A Canadian engineer recently ran the numbers involved in the switchover to electric vehicles and concluded that in order to match the 2000 cars that a typical filling station can service in a busy 12 hours, the filling station would require 600, 50-watt chargers at an estimated cost of $24 million and a supply of 30 megawatts of power from the grid which would be enough to power 20,000 homes. Unlike home recharging stations, these would be operating at peak usage hours where the rates are the highest. Basically, new grids will need to be built at the cost of billions. Can you spell brownout and blackout?
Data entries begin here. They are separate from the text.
PR #367, opened 2017-03-31
Test DTS delivery

### LINKED ISSUE #322: Create DTS delivery scripts
Create DTS delivery script(s) that can receive command-line arguments from DTS (easily configured in DTS configuration files) and submit pipeline processing jobs.

The script(s) should be able to handle start and end-of-night as well as routine data processing jobs.

For initial tests, use the 'desi' pseudo-user at NERSC, for a clean environment.

weaverba137:
**Don't merge until we've thoroughly reviewed this!**

This PR:

* Closes #322 
* Fleshes out the DTS delivery script.
* Adds a DTS simulator script that calls the delivery script.

This is nearly done, but could probably use some tweaks, so I want to get the review process started. I *think* that most of the remaining work is configuration details; the bulk of the necessary *mechanisms* should be in place.

Here's how this currently works.

1. Log in to one of the data transfer nodes and become the 'desi' pseudo-user.  Set up environment to point at this branch of desispec.  In other words, everything below runs on the 'desi' account.
2. `etc/desi_dts_delivery_test.sh` This script copies simulated raw data files to a spool directory (a.k.a. "inbox") to simulate the arrival of files via DTS. It also calls the delivery script after every file is copied (just like DTS would).
3. `bin/desi_dts_delivery` is the delivery script.  It calls `desi_start_night` or `desi_end_night` unconditionally when it receives the corresponding notification from DTS itself (or the DTS simulator described above).  If a file arrives, and it is neither the start nor the end of the night, the delivery script only calls `desi_update_night` if all files associated with a particular exposure number have arrived.
4. The delivery script starts the night scripts on (currently) edisongrid (so I can easily log in to that node and see the scripts running) via ssh.  Some care is required to redirect stdin, stdout & stderr so that the night script "detaches" cleanly from the delivery script, which can then exit effectively immediately.
5. The "night" scripts modify the standard `desiutil.log` system to write to a file instead of standard output.  The exact filename and directory remains to be defined, but the important thing is that the mechanism for modifying the logging system to do this is working.

### DIFF
--- a/bin/desi_end_night
+++ b/bin/desi_end_night
@@ -1,4 +1,4 @@
 #!/usr/bin/env python
 from sys import exit
-from desispec.scripts.night import end_main
-exit(end_main())
+from desispec.scripts.night import main
+exit(main())
--- a/bin/desi_start_night
+++ b/bin/desi_start_night
@@ -1,4 +1,4 @@
 #!/usr/bin/env python
 from sys import exit
-from desispec.scripts.night import start_main
-exit(start_main())
+from desispec.scripts.night import main
+exit(main())
--- a/bin/desi_update_night
+++ b/bin/desi_update_night
@@ -1,4 +1,4 @@
 #!/usr/bin/env python
 from sys import exit
-from desispec.scripts.night import update_main
-exit(update_main())
+from desispec.scripts.night import main
+exit(main())
--- a/doc/changes.rst
+++ b/doc/changes.rst
@@ -8,6 +8,9 @@ desispec Change Log
 * Replace all instances of :mod:`desispec.log` with ``desiutil.log``;
   :func:`~desispec.log.get_logger` now prints a warning that users need
   to switch.
+* Working DTS delivery script and DTS simulator (PR `#367`_).
+
+.. _`#365`: https://github.com/desihub/desispec/pull/367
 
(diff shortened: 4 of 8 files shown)


sbailey:
Ben and I discussed this over a hangout with screen share.  Green light to merge when ready.  Topics that came up for followup:

* We may want to call `desi_start_night` from a cronjob at NERSC rather than relying upon ICS or DTS to notice when it is transferring the first file for a new night.  We know we want to run it at a fixed time (in UTC, not CA localtime with daylight savings mess) every day.
* We need an additional hook for "all calibration data have been taken and we are proceeding with science data" so that the pipeline knows it can proceed with coadding the PSFs.  This might fit more naturally with ICS operations.  Need to discuss with Ted and Klaus.
* `desi_end_night` really means "all science exposures have been received and you can proceed with redshift fitting".  It is possible that additional morning calibration data will arrive after that.  The daily processing will not retroactively use them, but later full reprocessings might.

weaverba137:
A couple of TO DO items for me before I merge:

* Fix a math bug in the DTS simulator.
* Copy delivered files to `$DESI_SPECTRO_DATA/NIGHT`.
* Write night log files to someplace besides `$HOME`.

PR #370, opened 2017-04-11
Teststand preprocessing update

julienguy:
This PR to merge recent changes to preprocessing of teststand data.
Only minor changes to preprocessing that won't affect simulations

 - Use EXPREQ instead of EXPTIME if key exists in raw data for darks
 - Updated ccd_calibration.yaml with gains and new darks
 - Option to preproc to add header keywords from other HDUs in raw data
 - Optional cross-talk correction


sbailey:
The change of letting EXPREQ trump EXPTIME smells like something that could bite us a couple of years from now if we forget about it.  Is there a cleaner way for us to handle EXPREQ vs. EXPTIME for the teststand data?  In the long term I think the data will have both keywords and at some point EXPTIME will be fixed to be reliable and should be the default again.  Can we make a change now that will automatically work then, i.e. allowing the teststand to be the special case instead of having to refix this later?

julienguy:
OK. I'll add the exptime keyword to the yaml file (default being EXPTIME).
So it will use EXPREQ only if specified there.


2017-04-11 19:20 GMT+02:00 sbailey <notifications@github.com>:

sbailey:
I merged this PR but left the branch behind because I wasn't sure if you wanted to continue development on this branch or start over from a new branch off of master.  Please delete this teststand branch from github if you are done with it for now.

PR #379, opened 2017-04-20
new fibermap columns LOCATION,DEVICE_LOC,PETAL_LOC

sbailey:
This PR adds 3 new columns to the fibermap based on [DESI-0530](https://desi.lbl.gov/DocDB/cgi-bin/private/ShowDocument?docid=530) and discussions with ICS (Klaus) and the focal plane (Joe):
  * PETAL_LOC [0-9]: location of the petal (wedge) on the focal plane
  * DEVICE_LOC [0-542]: location of the device on the petal
  * LOCATION: for convenience, 1000*PETAL_LOC + DEVICE_LOC

It also fills in more default values in `desispec.io.fibermap.empty_fibermap()`, in particular the mapping of FIBER to LOCATION, using `desimodel.io.load_fiberpos()` which returns the canonical mapping from desimodel.

Notes:
  * POSITIONER [0-5000] is deprecated; use LOCATION or (PETAL_LOC, DEVICE_LOC) instead
  * (PETAL_LOC, DEVICE_LOC) will become the canonical way that we reference an object on the focal plane, e.g. for fiber assignments communicated to ICS
  * There are DEVICE_LOC values > 500 since the device locations include non-positioner locations such as fiducials.  The fibermap only tracks devices attached to spectrograph fibers.

### DIFF
--- a/.travis.yml
+++ b/.travis.yml
@@ -152,6 +152,9 @@ install:
     # packages are installed, thus desiutil is not installed in that script.
     - for p in $DESIHUB_PIP_DEPENDENCIES; do r=$(echo $p | cut -d= -f1); v=$(echo $p | cut -d= -f2); pip install git+https://github.com/desihub/${r}.git@${v}#egg=${r}; done
     # - source etc/travis_install_specex.sh
+    - export DESIMODEL=${HOME}/desimodel/${DESIMODEL_VERSION}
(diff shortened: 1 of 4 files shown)


sbailey:
Self merging, but feel free to comment post-facto if you think something needs to be cleaned up or corrected here.

PR #380, opened 2017-04-24
fix fibermap dtype for astropy 1.3

sbailey:
This PR works around a change in behavior from astropy 1.2 to 1.3, likely related to the units issue we had to work around desihub/specsim#62:

Under astropy 1.2, assigning a value to a table column would retain the original dtype of that column.  Under astropy 1.3, the column gets the new dtype of the right-hand-side value.  This breaks some consistency checks for fibermap columns though I don't think it broke any actual functionality (for desispec).

This PR also fixes two smaller issues that I found while debugging this:
  * previously `desispec.io.Brick` couldn't be created with a filename that didn't include a path (it would parse the path as '' and then try to create '' and complain)
  * typo in #379 (new fibermap columns) resulted in both `LAMBDAREF` and `LAMBDA_REF`

I have tested with astropy 1.3 on edison and astropy 1.2 on my laptop.  I'm Leaving `.travis.yml` at astropy 1.2.1 for now; the nightly cronjob unit tests on edison test master with astropy 1.3.

### DIFF
--- a/doc/changes.rst
+++ b/doc/changes.rst
@@ -7,9 +7,10 @@ desispec Change Log
 
 * Set default brick size to 0.25 sq. deg. in desispec.brick (PR `#378`_).
 * Added function to calculate BRICKID at a given location (PR `#378`_).
-* Additional LOCATION, DEVICE_LOC, and PETAL_LOC columns for fibermap.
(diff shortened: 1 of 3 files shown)


sbailey:
I'm going to go ahead and merge this now to get tests passing again under astropy 1.3 at NERSC, but feel free to make retroactive comments if you find something wrong.

PR #381, opened 2017-04-25
Pipeline Improvements

### LINKED ISSUE #277: Slicing spectrographs from dependency graph must also track bricks
For some productions, we wish to prune the inputs to just a subset of the spectrographs.  This also needs to account for the fact that some bricks may only be observed by fibers from some spectrographs.

### LINKED ISSUE #375: Pipeline changes for use with quickgen (needed for 2% data challenge)
When creating the nightly dependency graph, the pipeline uses desispec.io.get_raw_files to get all the images for a given exposure.  In the case of quickgen use, no pix files exist.  We should have an option to the production creation that simply assumes that all frames for a given exposure exists (rather than querying the filesystem).

### LINKED ISSUE #376: Adjust pipeline step concurrency more intelligently (2% data challenge)
Several small things are needed for smoother operation of the pipeline, and for supporting redrock:

- When generating slurm scripts using multiprocessing, ensure that OMP_NUM_THREADS=1 and that the special KMP affinity keyword is set.

- When choosing number of workers, use estimate of time for one task and set max nodes.  If it exceeds a limit for the given machine, increase run time and reduce nodes to make as fully packed as possible.

- Output a new helper shell script which loops over days and submits each day's slurm script.

tskisner:
This pull request:

- Passes the list of selected spectrographs down into the nightly planning function.  Only bricks from fibers with a matching spectrograph ID are accumulated.  This fixes a longstanding bug with creating productions that use only a subset of the spectrographs.

- Adds a --fakepix option to desi_pipe and lower level functions, which skips checking of the pix data files.  This allows creating a production compatible with using quickgen in place of the usual psf / extract steps.

- Add high level helper scripts to submit chains of nightly processing.  This allows running all nights of processing as independent chains of jobs prior to running redshift fitting.

- Changes the way that the size of pipeline jobs are computed.  Given a maximum number of nodes, processes per task, and number of tasks, the number of workers is adjusted so that each worker has (as close as possible) a uniform number of tasks. 

This pull request closes #277, closes #375, and closes #376 .

### DIFF
--- a/py/desispec/scripts/pipe_prod.py
+++ b/py/desispec/scripts/pipe_prod.py
@@ -20,6 +20,43 @@ from ..parallel import dist_discrete
 from .. import pipeline as pipe
 
 
+def job_size(ntask, taskprocs, tasktime, nodeproc, maxnodes):
+    """
+    Internal helper function used only in the desi_pipe
+    script to compute the size of batch jobs.
+    """
+    maxprocs = nodeproc * maxnodes
+
+    fullprocs = ntask * taskprocs
+
+    nodes = None
+    time = None
+    procs = None
+    
+    if fullprocs <= maxprocs:
+        # we can run fully unpacked, with every process group
+        # assigned one task.
+        time = tasktime
+        procs = fullprocs
+    else:
+        # we want to repack as efficiently as possible
+        nworker = maxprocs // taskprocs
+
+        taskperworker = ntask // nworker
+        if ntask % nworker != 0:
+            taskperworker += 1
+
+        nworker = ntask // taskperworker
+        if ntask % nworker != 0:
+            nworker += 1
+
+        time = tasktime * taskperworker
+        procs = nworker * taskprocs
+    
+    nodes = procs // nodeproc + 1
+    return (nodes, procs, time)
+
+
 def step_props(first, last, specs, night):
     """
     Internal helper function used only in the desi_pipe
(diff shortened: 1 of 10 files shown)


py/desispec/test/test_pipeline_graph.py
```diff
@@ -25,6 +25,7 @@ def setUp(self):
         self.raw = ph.fake_raw()
         self.redux = ph.fake_redux(self.prod)
         ph.fake_env(self.raw, self.redux, self.prod, self.redux)
+        self.specs = [ x for x in range(10) ]
```
sbailey: FYI, `list(range(10))` also works to convert the py3 iterator into a plain list.

py/desispec/scripts/pipe_prod.py
```diff
@@ -20,6 +20,43 @@
...
+            taskperworker += 1
+
+        nworker = ntask // taskperworker
+        if ntask % nworker != 0:
+            nworker += 1
+
+        time = tasktime * taskperworker
+        procs = nworker * taskprocs
+    
+    nodes = procs // nodeproc + 1
```
sbailey: If `procs % nodeproc == 0` then you will end up requesting one more node than you actually need, correct?
Should this be `nodes = max(1, (procs-1) // nodeproc)` instead?

Having writing similar code in the past and been humbled by how many different ways I screwed up the edge cases, I would recommend writing some unit tests to check cases, especially cases like number of processes exactly fitting on an integer number of nodes, just barely exceeding or just barely under subscribing, and just barely exceeding maxnodes.  This looks close enough to right that we could proceed with a merge, but eventually we'll want to check this more closely.

PR #387, opened 2017-05-22
compute_flux_calibration using frame mask

julienguy:
PR with minor changes to the routine compute_flux_calibration 
 - use frame mask in ivar
 - propagate mask to calibration files

### DIFF
--- a/py/desispec/fluxcalibration.py
+++ b/py/desispec/fluxcalibration.py
@@ -850,23 +850,32 @@ def compute_flux_calibration(frame, input_model_wave,input_model_flux,input_mode
         convolved_model_flux[fiber]=stdstars.R[fiber].dot(model_flux[fiber])
 
     # iterative fitting and clipping to get precise mean spectrum
-    current_ivar=stdstars.ivar.copy()
-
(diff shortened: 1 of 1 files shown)


py/desispec/fluxcalibration.py
```diff
@@ -850,23 +850,32 @@ def compute_flux_calibration(frame, input_model_wave,input_model_flux,input_mode
...
-    # chi2 = sum w ( data_flux - R*(calib*model_flux))**2
-    # chi2 = sum (sqrtw*data_flux -diag(sqrtw)*R*diag(model_flux)*calib)
+    chi2=np.zeros((stdstars.flux.shape))  
 
+    for fiber in range(nstds) :
+        M = median_calib*stdstars.R[fiber].dot(model_flux[fiber])
+        
+        try:
+            pol=np.poly1d(np.polyfit(dwave,stdstars.flux[fiber]/(M+(M==0)),deg=deg,w=current_ivar[fiber]*M**2))
+        except:
```
sbailey: What's the specific exception that you might encounter here?   perhaps np.linalg.LinAlgError?  Please catch that and only that so that any other unexpected exceptions still crash.

PR #391, opened 2017-06-02
ivar coadds

ngbusca:
This is an initial PR with code that handles a simple, fast ivar coadding. I've done many tweaks not specifically related to the goal of the branch but required to get desi_make_bricks and desi_update_coadds to work (they seemed to be broken due to changes in brick.py and other places). 

The algorithm is (I think) the same as redrock: simply ivar average fluxes and resolution matrices. The resolution matrix is still meaningful: it correctly maps the model to the data.

The algorithm is implemented in coaddition.py, with the choice of doing full inversion or ivar coaddition governed by the "fast" option, now passed to the finalize(fast=False) function. Note that some potentially large matrices, only needed for spectro-perf, are still computed but not used in the final step if fast=True (is this ok?). 

There are still things to fix before actually merging, but I need some input. 

Here's a summary of the changes:

* added the option --fast to desi_update_coadds to do do ivar coaddition instead of spectro perf. The name of the output files is still "coadd-...". Do we want to make it explicit that these were "ivar-coadds" or add a keyword or something else?

* scripts/makebricks.py: added an option the override the rawdata directory and add some flexibility wrt the location of input cframes

* the INDEX field was missing from the output bricks created by io/brick.py (causing update_coadds on those bricks to crash). It is now filled to arange(num_spectra). Is this what's supposed to be? This might have consequences elsewhere.

* The TARGETID keyword is used to match spectra. At least in BOSS (I'm using boss2desi data to test this branch), sky fibers have TARGETID=-1 so their spectra would get coadded as coming from the same object. This doesn't make much sense... How is this handled in DESI? Do sky fibers have a TARGETID?

* The output files have the incorrect number of objects, set to max(INDEX). Since index counts the rows, the number of ojbects corresponds to the number of spectra while we want the number of unique ids. In practice we end up with many many empty spectra.

* There's a lot of overhead not related to the coaddition step. Could it be related to pyfits?

* various minor fixes here and there in there

* I'll post some comparison plots

### DIFF
--- a/py/desispec/coaddition.py
+++ b/py/desispec/coaddition.py
@@ -44,6 +44,8 @@ class Spectrum(object):
         self.wave = wave
         self.flux = flux
         self.ivar = ivar
+        if mask is not None:
+            self.ivar *= (mask==0)
         self.mask = mask
         # if mask is None:
         #     self.mask = np.zeros(self.flux.shape, dtype=np.uint32)
@@ -58,13 +60,19 @@ class Spectrum(object):
             n = len(wave)
             self.Cinv = np.zeros((n,n))
             self.Cinv_f = np.zeros((n,))
+            self.sum_ivar = np.zeros(n)
+            self.ivar_f = np.zeros(n)
+            self.ivar_R = np.zeros((n,n))
         else:
             assert flux is not None and resolution is not None,'Missing flux and/or resolution.'
             diag_ivar = scipy.sparse.dia_matrix((ivar[np.newaxis,:],[0]),resolution.shape)
             self.Cinv = self.resolution.T.dot(diag_ivar.dot(self.resolution))
             self.Cinv_f = self.resolution.T.dot(self.ivar*self.flux)
+            self.ivar_f = self.ivar*self.flux
+            self.ivar_R = self.resolution.toarray()*self.ivar[:,None]
+            self.sum_ivar = self.ivar*1.
 
-    def finalize(self):
+    def finalize(self,fast=False):
         """Calculates the flux, inverse variance and resolution for this spectrum.
 
         Uses the accumulated data from all += operations so far but does not prevent
@@ -88,12 +96,21 @@ class Spectrum(object):
         self.ivar = np.zeros_like(self.Cinv_f)
         R = np.zeros_like(self.Cinv)
         # Calculate the deconvolved flux,ivar and resolution for ivar > 0 pixels.
-        self.ivar[mask],R[keep_t,keep] = decorrelate(self.Cinv[keep_t,keep])
-        try:
-            R_it = scipy.linalg.inv(R[keep_t,keep].T)
-            self.flux[mask] = R_it.dot(self.Cinv_f[mask])/self.ivar[mask]
-        except np.linalg.linalg.LinAlgError:
-            self.log.warning('resolution matrix is singular so no coadded fluxes available.')
+        if not fast:
+            self.ivar[mask],R[keep_t,keep] = decorrelate(self.Cinv[keep_t,keep])
+            try:
+                R_it = scipy.linalg.inv(R[keep_t,keep].T)
+                self.flux[mask] = R_it.dot(self.Cinv_f[mask])/self.ivar[mask]
+            except np.linalg.linalg.LinAlgError:
+                self.log.warning('resolution matrix is singular so no coadded fluxes available.')
+        else:
+            self.ivar = self.sum_ivar
+            self.flux = self.ivar_f
+            R = self.ivar_R
+            w = self.ivar > 0
+            self.flux[w]/=self.ivar[w]
+            R[w,:]/=self.ivar[w,None]
+
         # Convert R from a dense matrix to a sparse one.
         self.resolution = desispec.resolution.Resolution(R)
 
@@ -114,12 +131,18 @@ class Spectrum(object):
         if np.array_equal(self.wave,other.wave):
             self.Cinv = self.Cinv + other.Cinv
             self.Cinv_f += other.Cinv_f
+            self.ivar_f += other.ivar_f
+            self.sum_ivar += other.ivar
+            self.ivar_R += other.ivar_R
             if (self.mask is not None) and (other.mask is not None):
                 self.mask |= other.mask
         else:
             resampler = get_resampling_matrix(self.wave,other.wave)
             self.Cinv = self.Cinv + resampler.T.dot(other.Cinv.dot(resampler))
             self.Cinv_f += resampler.T.dot(other.Cinv_f)
+            self.ivar_f += resampler.T.dot(other.ivar_f)
+            self.sum_ivar += resampler.T.dot(other.ivar)
+            self.ivar_R += resampler.T.dot(other.ivar_R).dot(resampler)
             if (self.mask is not None) and (other.mask is not None):
                 mask_resampler = (resampler != 0).T
                 self.mask |= mask_resampler.T.dot(other.mask)
@@ -139,7 +162,7 @@ so we add an extra bin to the end of the global wavelength grid to fully contain
 Note that we use a linear grid (rather than a log-lambda grid, for example) so that
 co-added spectra have a roughly constant FWHM/BINSIZE.
 """
-global_wavelength_grid = np.arange(3579.0,9826.0,1.0)
+global_wavelength_grid = np.arange(3579.0,10001.0,1.0)
 
 def get_resampling_matrix(global_grid,local_grid):
     """Build the rectangular matrix that linearly resamples from the global grid to a local grid.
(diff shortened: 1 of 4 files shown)


ngbusca:
Here's an example comparing the full deconvolution with the ivar weight:

coadd example

sbailey:
Thanks for posting this.  Commenting on some of your bullets:

> added the option --fast to desi_update_coadds to do do ivar coaddition instead of spectro perf. The name of the output files is still "coadd-...". Do we want to make it explicit that these were "ivar-coadds" or add a keyword or something else?

Good idea to add a keyword.  FITS 8-character keyword limit is always a fun challenge.  Perhaps `COADDTYP` or just `COADD`, with options "ivar" or "deconvolve"?

> the INDEX field was missing from the output bricks created by io/brick.py (causing update_coadds on those bricks to crash). It is now filled to arange(num_spectra). Is this what's supposed to be? This might have consequences elsewhere.

INDEX was removed because it is redundant with now number (i.e. arange(num_spectra)).  It would be better to fix update_coadds to not need INDEX instead of reintroducing the INDEX column.

> The TARGETID keyword is used to match spectra. At least in BOSS (I'm using boss2desi data to test this branch), sky fibers have TARGETID=-1 so their spectra would get coadded as coming from the same object. This doesn't make much sense... How is this handled in DESI? Do sky fibers have a TARGETID?

Yes, in DESI sky targets will have unique TARGETIDs too.  For boss2desi you could assign them to have a random 64-bit integer with an extremely low probability of having an actual collision.  To be really safe, you could use `np.in1d` to check if any of your sky TARGETIDs are already in the non-sky target ID list.

> The output files have the incorrect number of objects, set to max(INDEX). Since index counts the rows, the number of ojbects corresponds to the number of spectra while we want the number of unique ids. In practice we end up with many many empty spectra.

Agreed that we want the output to to have the number of unique TARGETIDs, not max(INDEX) with a bunch of blank spectra.

> There's a lot of overhead not related to the coaddition step. Could it be related to pyfits?

Perhaps related: we (Ted) are refactoring the brick making, and in the process deprecating the Brick class which entangles the data in memory with its representation on disk.  Especially for this fast coadded I'd prefer to factor this out as
* read data into memory
* coadd data from unique TARGETIDs
* write it back out

i.e. bypassing the CoAddedBrick class.

A brickmaking test is failing:
```
FAIL: test_brick (desispec.test.test_io.TestIO)
Test desispec.io.brick.Brick objects.
  File "/home/travis/build/desihub/desispec/py/desispec/test/test_io.py", line 350, in test_brick
    self.assertEqual(len(fibermap.colnames)+2, len(brick_fibermap.colnames))
AssertionError: 28 != 29
```

ngbusca:
Thanks @sbailey for the responses. The "INDEX" issue is now fixed (this was causing the travis test to fail due to the extra column). The output coadds now have the right number of objects.

I also found the reason for the overhear (twofold):
* when requesting a single target the code was still looping over all targets (correctly ignoring those unrequested but still making it unnecessarily slow)
* zero len(wavelength)^2 arrays (instead of sparse arrays) where instantiated for every spectra filling up memory pretty quickly and slowing things down due to swapping

The fast option is now pass to the Spectrum object (instead of its finalize function) to avoid instantiating the other fast=True-useless arrays.

I'd still like to make a few checks to make sure the output metadata is correctly aligned with the flux, ivar, etc arrays.

ngbusca:
Incidentally, I also changed the coaddition.global_wavelength_grid from linear in lambda to linear in log-lambda (travis doesn't seem to like this)

ngbusca:
Here're some performance tests over boss2desi plate 4199 (five expossures) on a 12 cores:

time desi_update_coadds --brick 4199 --fast:
real    13m31.643s
user    9m9.693s
sys     4m14.256s

time desi_update_coadds --brick 4199
real    1186m45.195s
user    12019m9.634s
sys     150m34.725s

Here's a plot comparing the mean sky residuals on all fibers on all exposures in this plate with ivar caodds and full spectro. perf. coadds. The spectro perf options reduces the noise by about 25%.

sky_ivar_vs_spect_perf

ngbusca:
Some caveats: 

* I've modified makebricks to zero the ivar of masked pixels, since bricks don't have a mask hdu. Is this ok? this might have an impact elsewhere...
* the code assumes that the same objects are present in bricks from all bands. 
* with the --fast option, the final coaddition over the global grid is done via interpolation, which introduces some correlation between neighboring pixels.

dkirkby:
@ngbusca Why did you change the wavelength grid from the default linear spacing?  Its was originally log-spaced, like BOSS, but I changed it to linear to better match the DESI spectrograph resolution.  We discussed this a while ago in [desi-data 923](https://desi.lbl.gov/trac/tracmailman/browser/private/desi-data/2015-March/000922.html).

dkirkby:
> with the --fast option, the final coaddition over the global grid is done via interpolation, which 
> introduces some correlation between neighboring pixels.

It would be helpful to quantify these correlations, e.g., relative to the resolution correlations that have nominally been removed.

ngbusca:
@dkirkby I'm using boss2desi data to test this branch and in the red end the 1A binsize is about half the binsize of the loglam grid. I can revert back to linear.

ngbusca:
>It would be helpful to quantify these correlations, e.g., relative to the resolution correlations that have nominally been removed.

The correlation is only between first neighbors. The worst case is when an interpolation grid pixel is exactly at the midpoint of two original grid pixels. This case gives ~50% correlation in the interpolated fluxes.

ngbusca:
I really don't like the final interpolation step. Best would be to have overlapping blue and red wavelength grids, which would allow us to do a global ivar coadd. Would that make sense?

By the way, I don't understand the travis failure...

sbailey:
We should derive the coadd wavelength grid from the input spectra and not resample nor enforce a specific pre-defined global wavelength grid.  Options:
* Coadd per-band but not across b,r,z bands (perhaps doesn't gain the convenience people are seeking in a coadd if they still have to deal with 3 separate bands)
* Require our extractions to use an aligned wavelength grid for b,r,z.  Since different bands have different typical resolutions, this is not ideal (but is what we are currently doing while testing).  See plot below.
* Define a transition wavelength between bands, and just ignore data above/below that from a given band during coaddition.  e.g. a coadd could use just wavelength<5800 for b and >5800 for r.  Also not optimal, but we aren't claiming that coadds are optimal.
* Other?

[Sorting out these types of details is perhaps why we don't have a "trivial" coadder yet...]

Spectrograph sigma vs. wavelength for fiber 0 (black solid) and fiber 250 (black dotted), and CCD pixel size in Angstroms (blue):
brz-sigma

Travis error: `doc/conf.py` defines a set of "autodoc_mock_imports" that it pretends exists without actually requiring that they be installed for the sphinx documentation to be built.  Your Travis sphinx failure is that numpy is on the mock list (i.e. isn't installed by Travis when just building docs) but you are using it to make a module-level variable:
```
Warning, treated as error:
/home/travis/build/desihub/desispec/doc/api.rst:19: WARNING: autodoc: failed to import module 'desispec.coaddition'; the following exception was raised:
  File "/home/travis/miniconda/envs/test/lib/python3.5/site-packages/Sphinx-1.5.6-py3.5.egg/sphinx/ext/autodoc.py", line 560, in import_object
    __import__(self.modname)
  File "/home/travis/build/desihub/desispec/py/desispec/coaddition.py", line 178, in <module>
    global_wavelength_grid = 3579.*10**(np.arange(4500)*1e-4)
TypeError: unsupported operand type(s) for *: '_MockModule' and 'float'
```
You could wrap this in a try/except block so that sphinx won't die when it can't use `np.arange` for real.  There must be some way to tell Travis to install numpy prior to building the docs, but that exceeds my current knowledge of astropy ci-helpers and Travis, and you can google as well as I can...

weaverba137:
Why do you need a global variable?  Why not a function that returns that value?

ngbusca:
@sbailey The code generates coadds per band that use the wavelength grid from the bricks. There is no interpolation problem for those files. I also generates all-band coadds that use the global grid.

I vote for aligned extraction grids ;^). But I like also the idea of transition wavelengths, it reduces the problem to the overlap regions where we could use a coarser grid and resample flux.

Let's agree on a solution to this and then I'll fix the use of a global variable.

ngbusca:
There's another possibility for the final coadd: interlace the original grids. This is actually a way to "trick" the user into using the bands separately but in a transparent way. It actually works also with the resolution matrix by extending them with zeros appropriately

sbailey:
I'm not exactly sure what you mean by how to handle the resolution matrix in that case.  If it is easy to implement, please put together a demo and distribute a file that has the interleaved coadd including the resolution matrix.

I'm also fine with requiring that this version of the coadds will only work if the grids are aligned, and just print an error message and stop if they aren't.

sbailey:
Let's wrap this up and provide a coadder that requires the different channels to be aligned to the same wavelength spacing and phase, and we can reopen the issue of how to do coadds if we later use different wavelength grids for different channels.

sbailey:
PR #805 revived coaddition.  Closing this PR without merging.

No one likely thinks about the fact that it can take between 30 minutes and 8 hours to recharge a vehicle, depending on it being empty or just topping off. They will need lounge areas, holding areas for vehicles completed but waiting for owners to return from shopping or dining.
There is no question that electric vehicles have some positive attributes, low refueling costs, no air pollutants at the point of use, and quiet operation, but are they actually clean and green as their marketing insists. They have no tailpipes, as we know, on the car, but immense exhausts miles away. Aren’t they really coal or natural gas cars? They are certainly not wind and solar cars.
Here are the 5 quick reasons electric cars will never be a thing:
Regardless of their promise, they continue to be hampered by their long-standing drawbacks, (1) extra costs, (2) limited range, (3) slow recharge rates, (4) lack of recharging stations and a (5) relatively short battery life with a high replacement cost against the life cycle of the average internal combustion-engined car.
Although the modern lithium-ion battery is four times better than the old lead-acid battery, gasoline holds 80 times the energy density. The great lithium-ion battery in your cell phone weighs less than an ounce, while the Tesla battery weighs 1000 pounds.
Do we still think electric cars are the wave of the future? They are not and never will be.
Note: Portions of this article have been excerpted from the book Energy Made Easy with the permission of the authors Ronald Stein and Todd Royal. Their book is highly recommended for tremendous detail about the world’s energy.